I talked to a couple people with these bulbs, I guess they are getting good growth from them and are a midday type of bulb, but just give off a slightly more pinkish hue. We will see how it goes and if it looks like crap, I will just have to buy a 6,700K bulb to even out the aesthetics. I will post pictures here when I get the fixture.


----------



## bradlgt21 (Mar 24, 2010)

Did you get the fixture setup and get pictures done? I am in this position too. I am thinking of doing there single T5HO to be a medium light option in my 55 gallon. But with only 1 bulb I know my options are limited so the bulb has to be perfect.
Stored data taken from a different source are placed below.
PR #346, opened 2016-05-25
Keep chat stickied to the bottom on resize

maxpoulin64:
Fixes the chat not staying at the bottom when opening the on-screen keyboard on mobile.

### DIFF
--- a/client/js/libs/jquery/stickyscroll.js
+++ b/client/js/libs/jquery/stickyscroll.js
@@ -1,29 +1,48 @@
 (function($) {
 	$.fn.unsticky = function() {
-		return this.unbind(".sticky");
+		return this.trigger("unstick.sticky").unbind(".sticky");
 	};
 
 	$.fn.sticky = function() {
 		var self = this;
 		var stuckToBottom = true;
+		var lastStick = 0;
 
+		var keepToBottom = function() {
+			if (stuckToBottom) {
+				self.scrollBottom();
+			}
+		};
+
+		$(window).on("resize.sticky", keepToBottom);
 		self
-			.on("scroll.sticky", function(e) {
-				stuckToBottom = self.isScrollBottom();
+			.on("unstick.sticky", function() {
+				$(window).off("resize.sticky", keepToBottom);
 			})
-			.on("msg.sticky", function() {
-				if (stuckToBottom) {
+			.on("scroll.sticky", function() {
+				// When resizing, sometimes the browser sends a bunch of extra scroll events due to content
+				// reflow, so if we resized within 250ms we can assume it's one of those. The order of said
+				// events is not predictable, and scroll can happen last, so not setting stuckToBottom is
+				// not enough, we have to force the scroll still.
+				if (stuckToBottom && Date.now() - lastStick < 250) {
 					self.scrollBottom();
+				} else {
+					stuckToBottom = self.isScrollBottom();
 				}
 			})
+			.on("scrollBottom.sticky", function() {
+				stuckToBottom = true;
+				lastStick = Date.now();
+				this.scrollTop = this.scrollHeight;
+			})
+			.on("msg.sticky", keepToBottom)
 			.scrollBottom();
 
 		return self;
 	};
 
 	$.fn.scrollBottom = function() {
-		var el = this[0];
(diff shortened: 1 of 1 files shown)


client/js/libs/jquery/stickyscroll.js
```diff
@@ -1,11 +1,19 @@
 (function($) {
 	$.fn.unsticky = function() {
+		$(window).off("resize.sticky", this.data("window-sticky-fn"));
 		return this.unbind(".sticky");
 	};
 
 	$.fn.sticky = function() {
 		var self = this;
 		var stuckToBottom = true;
+		var windowResizeHandler = function() {
```
xPaw: Rename it to something more generic and make `"msg.sticky"` event use this callback too (it's same code).

client/js/libs/jquery/stickyscroll.js
```diff
@@ -16,7 +24,8 @@
 					self.scrollBottom();
 				}
 			})
-			.scrollBottom();
+			.scrollBottom()
+			.data("window-sticky-fn", windowResizeHandler);
```
xPaw: Don't really think we need the data attribute, can you just use a variable in the anonymous scope.

maxpoulin64: Can't because `.sticky` might get called multiple times, so we have to pass it somehow accross the two functions.

maxpoulin64:
@xPaw Do you like that version better?

xPaw:
Sure. Need to test it now.

client/js/libs/jquery/stickyscroll.js
maxpoulin64: We do unbind it, but I think it's better to not assume so to avoid weird surprises. I don't usually expect a jQuery plugin bound on an element to have an effect on other elements... Someone unaware of that quirk would get really confused at our little library :)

I want good plant growth but want a bulb that brings out the red and oranges in my fish. I have sunset rainbows which are a dark orange almost red, and these are the main theme of the tank, a bulb that washes them out will ruin the tank. I was leaning towards the 5000k or the 6500 they have on there website but neither say anything about reds and oranges. Only the 3000k and I can't even imagine using that as my only bulb.


----------



## Hoppy (Dec 24, 2005)

Rainbow fish colors are produced by an interference effect in the scales of the fish, not by pigments, so it isn't necessary to have the same color light to see those colors. Maybe I'm not saying that correctly, but it is certainly true that Rainbow fish colors are not from pigments, like other fish colors are.


----------